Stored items
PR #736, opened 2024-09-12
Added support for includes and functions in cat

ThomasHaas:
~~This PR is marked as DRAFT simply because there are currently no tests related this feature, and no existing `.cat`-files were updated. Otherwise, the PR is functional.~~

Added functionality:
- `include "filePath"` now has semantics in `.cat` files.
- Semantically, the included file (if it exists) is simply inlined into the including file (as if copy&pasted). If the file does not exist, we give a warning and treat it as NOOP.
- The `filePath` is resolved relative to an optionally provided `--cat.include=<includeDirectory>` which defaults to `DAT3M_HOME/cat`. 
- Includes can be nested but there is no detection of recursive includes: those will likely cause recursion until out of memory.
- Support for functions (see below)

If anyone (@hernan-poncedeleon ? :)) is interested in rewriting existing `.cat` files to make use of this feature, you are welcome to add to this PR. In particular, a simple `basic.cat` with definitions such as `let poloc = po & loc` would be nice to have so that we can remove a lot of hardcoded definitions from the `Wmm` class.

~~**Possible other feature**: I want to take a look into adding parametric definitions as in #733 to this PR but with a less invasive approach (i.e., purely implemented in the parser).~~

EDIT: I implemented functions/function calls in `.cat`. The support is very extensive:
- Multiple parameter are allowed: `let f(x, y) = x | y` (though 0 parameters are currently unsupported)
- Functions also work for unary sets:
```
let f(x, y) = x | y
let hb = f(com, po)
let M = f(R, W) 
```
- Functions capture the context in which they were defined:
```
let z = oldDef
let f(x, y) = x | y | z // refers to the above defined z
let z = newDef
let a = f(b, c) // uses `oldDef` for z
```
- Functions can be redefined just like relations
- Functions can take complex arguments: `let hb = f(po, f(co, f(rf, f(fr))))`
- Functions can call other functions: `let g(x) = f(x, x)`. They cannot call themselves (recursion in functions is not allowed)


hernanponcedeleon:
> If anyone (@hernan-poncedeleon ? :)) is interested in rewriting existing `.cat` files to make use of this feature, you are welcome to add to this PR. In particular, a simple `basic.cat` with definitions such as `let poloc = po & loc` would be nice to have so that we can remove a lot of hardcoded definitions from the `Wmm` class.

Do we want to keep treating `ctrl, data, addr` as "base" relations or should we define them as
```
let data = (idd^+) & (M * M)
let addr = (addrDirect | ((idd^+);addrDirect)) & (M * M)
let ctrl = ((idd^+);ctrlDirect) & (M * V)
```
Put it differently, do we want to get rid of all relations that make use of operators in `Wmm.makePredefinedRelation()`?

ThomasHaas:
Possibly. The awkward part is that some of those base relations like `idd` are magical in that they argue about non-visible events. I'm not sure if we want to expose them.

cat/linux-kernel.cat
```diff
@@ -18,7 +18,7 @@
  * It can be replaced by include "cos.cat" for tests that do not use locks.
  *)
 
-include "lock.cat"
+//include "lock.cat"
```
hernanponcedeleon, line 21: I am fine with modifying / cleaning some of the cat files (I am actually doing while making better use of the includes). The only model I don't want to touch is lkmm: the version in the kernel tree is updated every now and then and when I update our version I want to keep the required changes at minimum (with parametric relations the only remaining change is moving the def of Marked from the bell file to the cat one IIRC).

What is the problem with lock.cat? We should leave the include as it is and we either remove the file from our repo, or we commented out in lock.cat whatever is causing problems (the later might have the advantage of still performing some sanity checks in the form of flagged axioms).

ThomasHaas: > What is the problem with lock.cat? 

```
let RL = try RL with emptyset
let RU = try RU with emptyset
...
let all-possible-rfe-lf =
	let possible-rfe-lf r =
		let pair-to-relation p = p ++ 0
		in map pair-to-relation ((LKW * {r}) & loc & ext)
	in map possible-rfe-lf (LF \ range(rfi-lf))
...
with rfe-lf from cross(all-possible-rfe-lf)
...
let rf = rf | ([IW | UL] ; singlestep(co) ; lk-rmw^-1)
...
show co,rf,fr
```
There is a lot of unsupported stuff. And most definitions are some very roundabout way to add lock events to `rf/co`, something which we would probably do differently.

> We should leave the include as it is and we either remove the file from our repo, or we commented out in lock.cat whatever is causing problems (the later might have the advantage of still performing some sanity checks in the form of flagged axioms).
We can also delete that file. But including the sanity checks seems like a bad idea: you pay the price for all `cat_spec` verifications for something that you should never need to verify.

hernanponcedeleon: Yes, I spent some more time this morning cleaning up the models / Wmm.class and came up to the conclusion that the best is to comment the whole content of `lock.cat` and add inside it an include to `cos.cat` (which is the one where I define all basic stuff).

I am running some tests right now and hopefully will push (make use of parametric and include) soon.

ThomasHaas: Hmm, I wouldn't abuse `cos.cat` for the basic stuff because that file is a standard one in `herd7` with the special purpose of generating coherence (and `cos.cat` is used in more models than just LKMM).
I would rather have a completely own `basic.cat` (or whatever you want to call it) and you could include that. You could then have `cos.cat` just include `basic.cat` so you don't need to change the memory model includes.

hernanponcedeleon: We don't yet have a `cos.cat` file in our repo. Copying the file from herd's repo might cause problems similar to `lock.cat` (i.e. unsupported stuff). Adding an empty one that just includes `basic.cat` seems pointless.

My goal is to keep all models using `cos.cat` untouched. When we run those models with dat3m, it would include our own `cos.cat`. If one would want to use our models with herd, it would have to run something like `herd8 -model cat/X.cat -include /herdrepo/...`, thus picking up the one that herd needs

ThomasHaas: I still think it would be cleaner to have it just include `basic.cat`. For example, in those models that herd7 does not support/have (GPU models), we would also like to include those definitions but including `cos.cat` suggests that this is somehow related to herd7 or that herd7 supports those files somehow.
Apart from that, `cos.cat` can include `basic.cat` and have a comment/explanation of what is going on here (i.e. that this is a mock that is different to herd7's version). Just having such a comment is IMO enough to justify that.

INSTRUCTIONS TO FOLLOW ▸ Every line above with the word "into" belongs in the answer, copied as written.

RESPONSE ▸
- Semantically, the included file (if it exists) is simply inlined into the including file (as if copy&pasted). If the file does not exist, we give a warning and treat it as NOOP.
~~**Possible other feature**: I want to take a look into adding parametric definitions as in #733 to this PR but with a less invasive approach (i.e., purely implemented in the parser).~~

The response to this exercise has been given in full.